Task description >>
Print the lines of the data, starting with the first, up to and including the line where "mssql — the" appears.
-=-=-=-=-
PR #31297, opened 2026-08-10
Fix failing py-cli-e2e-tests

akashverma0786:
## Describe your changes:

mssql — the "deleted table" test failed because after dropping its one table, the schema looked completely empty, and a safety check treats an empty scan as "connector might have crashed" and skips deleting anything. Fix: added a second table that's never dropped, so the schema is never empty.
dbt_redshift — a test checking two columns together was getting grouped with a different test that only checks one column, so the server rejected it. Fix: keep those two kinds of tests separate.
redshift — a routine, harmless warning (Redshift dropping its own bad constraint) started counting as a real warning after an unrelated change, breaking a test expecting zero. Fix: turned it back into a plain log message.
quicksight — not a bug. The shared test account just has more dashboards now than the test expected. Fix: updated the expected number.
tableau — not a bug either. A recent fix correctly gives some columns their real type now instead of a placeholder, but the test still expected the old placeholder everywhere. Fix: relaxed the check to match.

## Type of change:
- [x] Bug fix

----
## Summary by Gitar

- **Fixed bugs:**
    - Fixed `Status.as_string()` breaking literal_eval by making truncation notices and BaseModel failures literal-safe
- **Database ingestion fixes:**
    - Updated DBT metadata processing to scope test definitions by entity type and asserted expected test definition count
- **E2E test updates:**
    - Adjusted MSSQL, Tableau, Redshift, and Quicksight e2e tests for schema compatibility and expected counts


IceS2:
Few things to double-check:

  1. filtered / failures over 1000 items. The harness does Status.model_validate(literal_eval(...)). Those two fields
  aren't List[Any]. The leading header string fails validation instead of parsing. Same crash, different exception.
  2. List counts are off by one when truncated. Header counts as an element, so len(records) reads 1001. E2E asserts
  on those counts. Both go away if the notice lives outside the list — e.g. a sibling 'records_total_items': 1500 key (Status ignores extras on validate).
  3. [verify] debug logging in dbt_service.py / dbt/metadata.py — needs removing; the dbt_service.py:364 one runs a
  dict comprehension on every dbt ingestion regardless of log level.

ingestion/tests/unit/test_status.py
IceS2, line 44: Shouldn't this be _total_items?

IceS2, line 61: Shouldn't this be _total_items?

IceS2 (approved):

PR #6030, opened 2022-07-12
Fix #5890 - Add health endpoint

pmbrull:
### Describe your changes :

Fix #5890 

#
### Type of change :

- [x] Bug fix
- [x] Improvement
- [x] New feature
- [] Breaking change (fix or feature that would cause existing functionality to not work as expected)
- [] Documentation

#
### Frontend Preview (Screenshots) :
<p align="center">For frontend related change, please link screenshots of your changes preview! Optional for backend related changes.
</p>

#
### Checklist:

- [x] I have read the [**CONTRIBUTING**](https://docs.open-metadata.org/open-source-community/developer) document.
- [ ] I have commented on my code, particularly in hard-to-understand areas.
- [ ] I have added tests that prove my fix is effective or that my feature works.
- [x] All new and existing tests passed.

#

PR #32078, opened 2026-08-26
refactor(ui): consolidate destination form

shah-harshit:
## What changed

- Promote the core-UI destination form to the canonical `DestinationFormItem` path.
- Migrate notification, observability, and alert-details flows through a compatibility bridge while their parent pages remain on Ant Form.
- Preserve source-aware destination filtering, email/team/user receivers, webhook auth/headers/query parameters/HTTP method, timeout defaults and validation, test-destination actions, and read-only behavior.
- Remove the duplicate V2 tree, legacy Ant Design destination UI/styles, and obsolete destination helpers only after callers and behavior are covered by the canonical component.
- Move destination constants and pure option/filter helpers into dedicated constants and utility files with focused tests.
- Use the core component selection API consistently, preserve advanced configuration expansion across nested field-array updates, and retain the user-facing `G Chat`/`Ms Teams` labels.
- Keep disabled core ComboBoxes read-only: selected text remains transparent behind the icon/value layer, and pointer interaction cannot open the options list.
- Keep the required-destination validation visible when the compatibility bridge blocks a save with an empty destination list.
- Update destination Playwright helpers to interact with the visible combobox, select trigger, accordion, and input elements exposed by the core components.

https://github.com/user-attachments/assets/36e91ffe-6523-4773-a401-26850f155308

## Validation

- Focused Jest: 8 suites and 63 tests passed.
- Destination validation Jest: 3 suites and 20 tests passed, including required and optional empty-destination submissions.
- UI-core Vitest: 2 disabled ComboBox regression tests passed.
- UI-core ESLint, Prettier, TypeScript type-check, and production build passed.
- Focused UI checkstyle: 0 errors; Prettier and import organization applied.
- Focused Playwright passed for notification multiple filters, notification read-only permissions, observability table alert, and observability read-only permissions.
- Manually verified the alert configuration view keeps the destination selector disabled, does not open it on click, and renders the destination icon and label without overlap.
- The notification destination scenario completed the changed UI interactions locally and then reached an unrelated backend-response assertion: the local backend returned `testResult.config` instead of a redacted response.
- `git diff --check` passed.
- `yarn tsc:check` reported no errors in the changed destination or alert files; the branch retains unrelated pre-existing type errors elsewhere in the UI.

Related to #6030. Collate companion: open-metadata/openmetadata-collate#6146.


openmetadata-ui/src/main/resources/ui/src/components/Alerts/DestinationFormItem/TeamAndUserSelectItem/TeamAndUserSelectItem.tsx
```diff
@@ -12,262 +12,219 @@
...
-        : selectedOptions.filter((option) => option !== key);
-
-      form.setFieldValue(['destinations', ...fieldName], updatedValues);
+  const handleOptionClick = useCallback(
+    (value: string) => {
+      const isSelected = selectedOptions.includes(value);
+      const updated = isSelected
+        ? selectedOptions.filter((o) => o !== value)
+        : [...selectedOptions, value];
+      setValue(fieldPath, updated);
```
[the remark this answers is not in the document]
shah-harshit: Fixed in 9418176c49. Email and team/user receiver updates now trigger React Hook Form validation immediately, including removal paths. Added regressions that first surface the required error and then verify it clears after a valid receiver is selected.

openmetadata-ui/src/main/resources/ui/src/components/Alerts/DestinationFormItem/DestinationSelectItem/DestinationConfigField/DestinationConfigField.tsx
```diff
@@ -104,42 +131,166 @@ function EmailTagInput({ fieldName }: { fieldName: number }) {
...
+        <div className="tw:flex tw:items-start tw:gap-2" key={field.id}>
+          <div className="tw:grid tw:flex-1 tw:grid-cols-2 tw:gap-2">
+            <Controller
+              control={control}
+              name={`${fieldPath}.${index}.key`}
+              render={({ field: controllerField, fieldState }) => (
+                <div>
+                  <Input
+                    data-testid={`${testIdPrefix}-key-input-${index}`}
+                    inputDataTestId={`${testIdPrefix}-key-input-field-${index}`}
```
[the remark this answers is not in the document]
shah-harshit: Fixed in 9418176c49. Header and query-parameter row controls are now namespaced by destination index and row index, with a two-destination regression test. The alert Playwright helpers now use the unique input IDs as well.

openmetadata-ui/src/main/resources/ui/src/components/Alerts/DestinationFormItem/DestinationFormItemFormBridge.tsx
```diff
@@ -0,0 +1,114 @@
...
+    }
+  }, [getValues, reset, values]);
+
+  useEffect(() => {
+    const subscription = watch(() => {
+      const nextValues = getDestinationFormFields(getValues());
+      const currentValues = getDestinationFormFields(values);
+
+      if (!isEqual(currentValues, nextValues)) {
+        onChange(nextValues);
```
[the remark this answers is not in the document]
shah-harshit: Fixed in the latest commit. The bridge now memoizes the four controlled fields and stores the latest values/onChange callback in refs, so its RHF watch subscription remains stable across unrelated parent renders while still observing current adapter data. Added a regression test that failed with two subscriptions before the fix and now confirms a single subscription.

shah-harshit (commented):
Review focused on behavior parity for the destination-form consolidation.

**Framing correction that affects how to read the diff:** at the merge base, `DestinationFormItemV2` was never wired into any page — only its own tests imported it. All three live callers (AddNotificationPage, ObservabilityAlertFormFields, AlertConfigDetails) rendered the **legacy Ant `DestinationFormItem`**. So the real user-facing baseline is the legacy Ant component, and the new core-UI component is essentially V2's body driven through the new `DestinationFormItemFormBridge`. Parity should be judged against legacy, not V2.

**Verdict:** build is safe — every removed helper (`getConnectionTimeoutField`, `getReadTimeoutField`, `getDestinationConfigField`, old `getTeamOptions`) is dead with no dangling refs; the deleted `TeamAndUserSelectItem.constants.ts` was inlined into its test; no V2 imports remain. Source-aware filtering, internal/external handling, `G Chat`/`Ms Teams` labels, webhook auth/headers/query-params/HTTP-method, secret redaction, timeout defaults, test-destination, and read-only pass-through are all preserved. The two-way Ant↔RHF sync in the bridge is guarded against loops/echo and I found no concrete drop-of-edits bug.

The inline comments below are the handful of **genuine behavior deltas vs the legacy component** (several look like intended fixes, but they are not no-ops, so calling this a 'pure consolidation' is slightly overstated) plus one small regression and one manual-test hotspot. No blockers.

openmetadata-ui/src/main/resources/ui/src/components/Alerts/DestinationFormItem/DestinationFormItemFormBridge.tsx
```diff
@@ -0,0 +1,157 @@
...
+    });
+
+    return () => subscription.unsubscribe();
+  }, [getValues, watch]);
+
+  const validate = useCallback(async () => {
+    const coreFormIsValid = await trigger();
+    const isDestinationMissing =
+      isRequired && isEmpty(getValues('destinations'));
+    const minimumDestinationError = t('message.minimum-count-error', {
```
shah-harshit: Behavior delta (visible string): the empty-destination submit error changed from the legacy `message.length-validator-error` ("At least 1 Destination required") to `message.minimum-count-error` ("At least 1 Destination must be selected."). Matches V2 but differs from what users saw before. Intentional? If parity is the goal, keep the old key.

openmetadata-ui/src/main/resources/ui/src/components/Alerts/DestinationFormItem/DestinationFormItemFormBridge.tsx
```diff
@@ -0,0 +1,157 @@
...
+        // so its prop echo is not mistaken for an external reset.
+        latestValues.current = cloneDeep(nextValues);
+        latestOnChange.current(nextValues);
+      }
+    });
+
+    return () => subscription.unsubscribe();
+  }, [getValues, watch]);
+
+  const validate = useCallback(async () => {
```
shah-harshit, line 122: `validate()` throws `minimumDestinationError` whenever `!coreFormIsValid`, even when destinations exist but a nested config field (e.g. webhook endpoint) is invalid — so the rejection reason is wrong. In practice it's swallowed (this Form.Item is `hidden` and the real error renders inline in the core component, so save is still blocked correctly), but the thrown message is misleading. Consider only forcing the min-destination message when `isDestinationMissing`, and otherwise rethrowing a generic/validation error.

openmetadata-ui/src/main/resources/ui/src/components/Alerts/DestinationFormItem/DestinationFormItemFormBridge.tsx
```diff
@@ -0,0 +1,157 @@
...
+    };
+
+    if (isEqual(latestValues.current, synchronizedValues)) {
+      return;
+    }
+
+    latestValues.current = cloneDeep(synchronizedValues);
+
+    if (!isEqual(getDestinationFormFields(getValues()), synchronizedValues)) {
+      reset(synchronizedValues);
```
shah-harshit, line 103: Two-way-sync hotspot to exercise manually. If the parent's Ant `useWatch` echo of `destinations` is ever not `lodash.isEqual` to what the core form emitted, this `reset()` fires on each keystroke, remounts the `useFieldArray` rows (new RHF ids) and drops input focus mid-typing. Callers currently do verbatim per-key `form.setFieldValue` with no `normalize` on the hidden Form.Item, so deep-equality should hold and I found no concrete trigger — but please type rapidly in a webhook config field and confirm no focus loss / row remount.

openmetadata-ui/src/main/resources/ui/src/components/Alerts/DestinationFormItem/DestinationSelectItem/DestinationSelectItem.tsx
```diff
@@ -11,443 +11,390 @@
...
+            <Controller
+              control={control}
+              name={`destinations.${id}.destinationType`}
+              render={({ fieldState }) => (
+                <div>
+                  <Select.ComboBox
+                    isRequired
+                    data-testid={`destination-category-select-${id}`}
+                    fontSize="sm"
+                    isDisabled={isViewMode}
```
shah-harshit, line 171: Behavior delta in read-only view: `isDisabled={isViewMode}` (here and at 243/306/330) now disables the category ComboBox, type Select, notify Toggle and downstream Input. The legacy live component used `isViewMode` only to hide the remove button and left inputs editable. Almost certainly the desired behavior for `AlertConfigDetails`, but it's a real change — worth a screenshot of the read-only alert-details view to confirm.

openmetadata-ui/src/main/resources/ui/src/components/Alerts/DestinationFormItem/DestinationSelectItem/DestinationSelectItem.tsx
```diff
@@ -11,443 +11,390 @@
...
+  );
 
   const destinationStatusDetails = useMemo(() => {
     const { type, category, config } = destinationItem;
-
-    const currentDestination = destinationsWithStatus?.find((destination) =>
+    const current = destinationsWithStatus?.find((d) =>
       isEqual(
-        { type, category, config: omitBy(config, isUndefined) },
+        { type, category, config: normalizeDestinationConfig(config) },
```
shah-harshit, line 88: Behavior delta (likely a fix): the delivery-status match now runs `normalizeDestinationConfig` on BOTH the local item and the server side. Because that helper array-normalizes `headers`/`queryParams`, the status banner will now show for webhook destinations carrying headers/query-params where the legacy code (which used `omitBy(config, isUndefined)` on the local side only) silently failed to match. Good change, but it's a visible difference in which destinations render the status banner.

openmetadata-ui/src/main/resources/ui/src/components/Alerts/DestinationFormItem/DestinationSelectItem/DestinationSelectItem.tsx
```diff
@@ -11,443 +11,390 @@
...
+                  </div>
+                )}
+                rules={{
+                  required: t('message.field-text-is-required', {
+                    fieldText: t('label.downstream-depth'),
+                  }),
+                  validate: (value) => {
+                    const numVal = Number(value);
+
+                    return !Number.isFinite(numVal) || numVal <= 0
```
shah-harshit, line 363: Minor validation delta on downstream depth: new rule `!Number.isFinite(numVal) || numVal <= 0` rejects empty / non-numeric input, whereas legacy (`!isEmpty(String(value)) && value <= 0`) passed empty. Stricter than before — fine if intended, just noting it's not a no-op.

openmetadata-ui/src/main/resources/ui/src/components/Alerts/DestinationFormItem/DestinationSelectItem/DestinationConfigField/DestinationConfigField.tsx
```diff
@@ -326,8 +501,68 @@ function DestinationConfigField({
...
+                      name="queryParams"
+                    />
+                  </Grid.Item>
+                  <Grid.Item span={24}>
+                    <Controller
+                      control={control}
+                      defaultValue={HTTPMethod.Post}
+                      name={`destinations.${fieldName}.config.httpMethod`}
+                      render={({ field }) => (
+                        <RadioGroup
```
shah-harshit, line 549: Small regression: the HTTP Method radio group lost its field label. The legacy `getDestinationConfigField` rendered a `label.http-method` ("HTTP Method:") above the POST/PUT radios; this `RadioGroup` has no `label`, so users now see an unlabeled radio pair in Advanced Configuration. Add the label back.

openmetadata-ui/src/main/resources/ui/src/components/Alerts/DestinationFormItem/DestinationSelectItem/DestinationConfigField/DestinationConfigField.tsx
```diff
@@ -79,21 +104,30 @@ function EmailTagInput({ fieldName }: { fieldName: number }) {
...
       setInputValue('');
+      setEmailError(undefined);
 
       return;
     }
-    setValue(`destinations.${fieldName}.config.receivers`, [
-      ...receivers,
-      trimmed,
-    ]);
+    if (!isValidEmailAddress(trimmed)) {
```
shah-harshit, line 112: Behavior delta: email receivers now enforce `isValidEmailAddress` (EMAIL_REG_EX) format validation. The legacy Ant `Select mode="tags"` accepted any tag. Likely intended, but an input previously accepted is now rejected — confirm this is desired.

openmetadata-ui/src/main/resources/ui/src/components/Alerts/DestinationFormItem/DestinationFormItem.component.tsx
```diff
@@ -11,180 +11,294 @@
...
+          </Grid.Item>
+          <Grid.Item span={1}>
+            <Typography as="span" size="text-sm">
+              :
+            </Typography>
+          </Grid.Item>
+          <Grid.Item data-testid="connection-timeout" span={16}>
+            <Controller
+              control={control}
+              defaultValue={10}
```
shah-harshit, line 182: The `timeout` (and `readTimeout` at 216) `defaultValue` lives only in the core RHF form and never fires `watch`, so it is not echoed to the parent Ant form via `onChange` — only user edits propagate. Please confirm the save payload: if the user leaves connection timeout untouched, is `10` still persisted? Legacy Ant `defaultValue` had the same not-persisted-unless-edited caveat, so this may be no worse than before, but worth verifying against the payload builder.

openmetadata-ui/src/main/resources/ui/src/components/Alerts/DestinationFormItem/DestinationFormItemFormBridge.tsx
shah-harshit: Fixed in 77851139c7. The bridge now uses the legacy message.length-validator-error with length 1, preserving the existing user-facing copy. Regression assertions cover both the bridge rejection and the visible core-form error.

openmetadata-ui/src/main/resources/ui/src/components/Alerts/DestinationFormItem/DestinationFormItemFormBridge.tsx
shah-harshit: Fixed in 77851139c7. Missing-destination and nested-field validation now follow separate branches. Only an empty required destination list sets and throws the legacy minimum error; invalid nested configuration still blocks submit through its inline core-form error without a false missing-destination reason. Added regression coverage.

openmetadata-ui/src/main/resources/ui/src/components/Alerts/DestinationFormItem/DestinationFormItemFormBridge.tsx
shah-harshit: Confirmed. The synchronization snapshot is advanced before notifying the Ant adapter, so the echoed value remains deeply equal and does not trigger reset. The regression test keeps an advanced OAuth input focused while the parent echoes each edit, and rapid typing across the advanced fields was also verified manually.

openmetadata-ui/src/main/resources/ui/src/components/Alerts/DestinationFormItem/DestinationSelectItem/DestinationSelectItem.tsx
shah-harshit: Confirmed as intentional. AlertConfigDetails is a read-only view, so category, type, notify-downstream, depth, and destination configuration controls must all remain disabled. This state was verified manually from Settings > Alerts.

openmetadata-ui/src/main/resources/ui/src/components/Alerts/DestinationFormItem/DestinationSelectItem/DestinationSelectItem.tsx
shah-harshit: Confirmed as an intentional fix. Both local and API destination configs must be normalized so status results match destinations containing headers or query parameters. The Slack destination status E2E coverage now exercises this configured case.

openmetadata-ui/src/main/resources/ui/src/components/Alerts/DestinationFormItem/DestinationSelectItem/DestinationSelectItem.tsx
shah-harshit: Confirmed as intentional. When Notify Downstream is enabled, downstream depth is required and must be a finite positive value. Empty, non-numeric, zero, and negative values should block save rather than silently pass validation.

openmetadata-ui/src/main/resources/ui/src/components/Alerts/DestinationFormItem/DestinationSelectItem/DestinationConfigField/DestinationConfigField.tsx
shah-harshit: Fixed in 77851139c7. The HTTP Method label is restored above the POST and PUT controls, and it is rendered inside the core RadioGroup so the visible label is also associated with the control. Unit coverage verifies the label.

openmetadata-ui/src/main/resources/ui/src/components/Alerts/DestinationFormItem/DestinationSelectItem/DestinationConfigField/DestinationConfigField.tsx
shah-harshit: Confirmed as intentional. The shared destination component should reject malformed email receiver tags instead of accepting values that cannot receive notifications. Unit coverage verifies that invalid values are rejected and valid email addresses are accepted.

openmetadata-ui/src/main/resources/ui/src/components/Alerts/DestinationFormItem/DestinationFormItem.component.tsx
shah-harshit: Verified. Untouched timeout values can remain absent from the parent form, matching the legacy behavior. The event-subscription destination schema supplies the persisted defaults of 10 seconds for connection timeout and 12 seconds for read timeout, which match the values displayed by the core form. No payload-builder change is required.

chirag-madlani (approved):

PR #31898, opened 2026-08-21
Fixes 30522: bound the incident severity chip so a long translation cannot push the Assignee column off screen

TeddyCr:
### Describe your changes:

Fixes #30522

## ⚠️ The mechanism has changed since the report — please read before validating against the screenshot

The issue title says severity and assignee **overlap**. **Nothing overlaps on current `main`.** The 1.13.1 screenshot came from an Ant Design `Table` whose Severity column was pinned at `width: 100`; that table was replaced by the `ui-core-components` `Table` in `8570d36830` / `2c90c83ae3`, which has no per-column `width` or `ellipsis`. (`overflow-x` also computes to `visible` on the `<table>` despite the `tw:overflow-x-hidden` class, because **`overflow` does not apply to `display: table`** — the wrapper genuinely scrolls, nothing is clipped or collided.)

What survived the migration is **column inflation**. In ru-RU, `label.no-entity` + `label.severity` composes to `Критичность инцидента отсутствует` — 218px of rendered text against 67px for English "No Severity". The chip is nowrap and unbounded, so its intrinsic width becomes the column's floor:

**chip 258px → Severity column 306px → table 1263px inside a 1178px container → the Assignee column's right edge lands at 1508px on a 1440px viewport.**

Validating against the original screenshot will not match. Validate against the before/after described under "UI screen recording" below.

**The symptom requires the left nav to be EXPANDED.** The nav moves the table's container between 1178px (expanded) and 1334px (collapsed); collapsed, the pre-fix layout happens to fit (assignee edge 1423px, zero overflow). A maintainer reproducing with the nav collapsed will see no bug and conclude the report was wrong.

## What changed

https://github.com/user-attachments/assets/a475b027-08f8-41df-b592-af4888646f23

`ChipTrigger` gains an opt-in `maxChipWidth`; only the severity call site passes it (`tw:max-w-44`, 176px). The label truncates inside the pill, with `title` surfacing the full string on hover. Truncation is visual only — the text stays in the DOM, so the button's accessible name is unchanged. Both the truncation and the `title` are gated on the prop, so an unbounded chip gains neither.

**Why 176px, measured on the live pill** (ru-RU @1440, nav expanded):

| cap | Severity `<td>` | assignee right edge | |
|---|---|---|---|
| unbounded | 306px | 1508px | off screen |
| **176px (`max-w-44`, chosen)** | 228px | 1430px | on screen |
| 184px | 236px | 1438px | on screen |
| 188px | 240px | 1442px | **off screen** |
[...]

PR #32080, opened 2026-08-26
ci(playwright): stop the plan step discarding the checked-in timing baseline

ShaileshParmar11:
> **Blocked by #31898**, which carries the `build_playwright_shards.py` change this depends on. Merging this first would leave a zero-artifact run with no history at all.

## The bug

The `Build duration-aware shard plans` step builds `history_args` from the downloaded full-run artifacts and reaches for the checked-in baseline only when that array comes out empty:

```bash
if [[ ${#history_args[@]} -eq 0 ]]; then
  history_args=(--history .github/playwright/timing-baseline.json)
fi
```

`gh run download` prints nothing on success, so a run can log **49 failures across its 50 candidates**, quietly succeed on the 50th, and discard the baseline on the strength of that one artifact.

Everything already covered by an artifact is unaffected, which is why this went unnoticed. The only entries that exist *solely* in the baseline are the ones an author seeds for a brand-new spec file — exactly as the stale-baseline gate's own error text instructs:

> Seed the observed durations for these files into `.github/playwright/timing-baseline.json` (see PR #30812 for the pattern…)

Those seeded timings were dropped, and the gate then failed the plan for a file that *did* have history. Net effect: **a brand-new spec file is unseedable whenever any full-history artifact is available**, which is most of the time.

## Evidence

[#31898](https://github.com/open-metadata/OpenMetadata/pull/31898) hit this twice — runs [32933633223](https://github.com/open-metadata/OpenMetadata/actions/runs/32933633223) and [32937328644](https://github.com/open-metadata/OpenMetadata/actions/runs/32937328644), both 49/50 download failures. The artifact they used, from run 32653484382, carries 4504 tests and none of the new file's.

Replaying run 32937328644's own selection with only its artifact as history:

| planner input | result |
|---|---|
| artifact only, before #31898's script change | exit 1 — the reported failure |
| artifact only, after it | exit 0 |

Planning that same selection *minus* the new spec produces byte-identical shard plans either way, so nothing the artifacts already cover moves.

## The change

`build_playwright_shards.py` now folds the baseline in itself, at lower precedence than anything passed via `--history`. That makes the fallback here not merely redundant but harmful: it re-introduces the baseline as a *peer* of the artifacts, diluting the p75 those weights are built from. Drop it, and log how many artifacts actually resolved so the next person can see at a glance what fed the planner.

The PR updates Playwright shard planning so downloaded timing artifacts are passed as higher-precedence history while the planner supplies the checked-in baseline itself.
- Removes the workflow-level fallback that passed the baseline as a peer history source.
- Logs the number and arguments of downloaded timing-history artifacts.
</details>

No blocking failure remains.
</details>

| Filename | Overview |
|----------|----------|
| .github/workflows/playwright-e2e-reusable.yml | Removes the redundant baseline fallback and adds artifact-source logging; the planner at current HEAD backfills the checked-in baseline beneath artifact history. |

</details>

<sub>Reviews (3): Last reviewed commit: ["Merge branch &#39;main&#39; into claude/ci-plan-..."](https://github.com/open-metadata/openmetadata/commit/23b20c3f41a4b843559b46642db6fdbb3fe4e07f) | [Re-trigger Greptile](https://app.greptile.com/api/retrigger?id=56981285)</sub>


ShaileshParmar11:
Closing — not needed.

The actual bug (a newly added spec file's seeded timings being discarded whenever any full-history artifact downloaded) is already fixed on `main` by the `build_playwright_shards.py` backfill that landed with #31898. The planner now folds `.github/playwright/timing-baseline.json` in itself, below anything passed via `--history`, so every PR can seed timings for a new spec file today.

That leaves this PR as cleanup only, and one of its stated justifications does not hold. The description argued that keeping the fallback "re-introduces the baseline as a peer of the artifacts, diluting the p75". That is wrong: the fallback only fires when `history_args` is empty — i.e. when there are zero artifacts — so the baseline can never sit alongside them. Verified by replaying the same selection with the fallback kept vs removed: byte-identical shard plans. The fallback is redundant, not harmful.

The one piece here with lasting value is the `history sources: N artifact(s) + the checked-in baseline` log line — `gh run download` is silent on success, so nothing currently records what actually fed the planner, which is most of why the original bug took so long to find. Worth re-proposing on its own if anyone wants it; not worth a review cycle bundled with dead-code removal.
-=-=-=-=-
Result of this task >>
PR #31297, opened 2026-08-10
Fix failing py-cli-e2e-tests

akashverma0786:
## Describe your changes:

mssql — the "deleted table" test failed because after dropping its one table, the schema looked completely empty, and a safety check treats an empty scan as "connector might have crashed" and skips deleting anything. Fix: added a second table that's never dropped, so the schema is never empty.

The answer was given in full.